When used in HA, this appears to improve how OTA can be done for battery powered devices. E.g. this one is a RWL021 that refused to upgrade. With the change, it started fetching a new image when it checked in (hours after I started the upgrade in HA).
While the upgrade did not finish due to an issue on the radio, I see that it at least will retry fetching the block for three times (this is with modified logging so I can observe what is happening for this device):
2025-02-12 09:44:10.967 INFO (MainThread) [zigpy.device] [0x2722] OTA upgrade progress: (78296 / 240760): 32.5204%
2025-02-12 09:44:11.585 INFO (MainThread) [zigpy.device] [0x2722] OTA upgrade progress: (78336 / 240760): 32.5370%
2025-02-12 09:44:26.158 INFO (MainThread) [zigpy.device] [0x2722] OTA image_block handler exception
zigpy.exceptions.DeliveryError: Failed to deliver message: <sl_Status.ZIGBEE_DELIVERY_FAILED: 3074>
2025-02-12 09:44:31.303 INFO (MainThread) [zigpy.device] [0x2722] OTA image_block handler exception
zigpy.exceptions.DeliveryError: Failed to deliver message: <sl_Status.ZIGBEE_DELIVERY_FAILED: 3074>
2025-02-12 09:44:41.091 INFO (MainThread) [zigpy.device] [0x2722] OTA image_block handler exception
zigpy.exceptions.DeliveryError: Failed to deliver message: <sl_Status.ZIGBEE_DELIVERY_FAILED: 3074>
2025-02-12 09:44:51.092 INFO (MainThread) [zigpy.device] [0x2722] OTA image_block handler exception
It then stopped requesting new blocks.

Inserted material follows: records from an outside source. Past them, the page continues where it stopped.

PR #5711, opened 2023-04-17
trivial: Remove and unexport some unused code

hughsie:
Type of pull request:

- [X] Code fix
- [ ] Feature
- [ ] Documentation


superm1 (approved):
This is great!  How did you discover all of this?  If it's a tool that can be friendly to CI maybe we should have it in CI so we don't introduce more dead code in the future.

PR #215, opened 2022-05-02
Bump tendermint-rs crates to v0.23.7

tony-iqlusion:
This includes the following additional dependency upgrades:

- `prost` v0.10
- `tonic` v0.7

Also bumps `COSMOS_SDK_REV` from v0.45.2 => v0.45.4

Note: the changes to non-generated files are contained within ee56ca725e4a63d9aacb6869c3b51da67239ab44


proto-build/src/main.rs
```diff
@@ -347,7 +345,6 @@ fn compile_ibc_protos_and_services(out_dir: &Path) {
     tonic_build::configure()
         .build_client(true)
         .build_server(false)
-        .format(true)
```
tony-iqlusion, line 350: Note: this option was removed in `tonic` v0.7, which now uses the `prettyplease` crate for formatting:

https://github.com/hyperium/tonic/commit/d6c0fc112b2288a080fd0a727453b24d666e3d79

This also results in slightly different formatting from before (hence `TONIC_CLIENT_ATTRIBUTE` needing to change)

jkilpatr (approved):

It remains to be seen whether it will resume downloading the image from where it left it or if it will restart the transfer. Either way, the chances of an successful upgrade are greatly increased, I have succesfully upgraded two IKEA tradfri switches using these modifications that refused to complete the uprade process previously.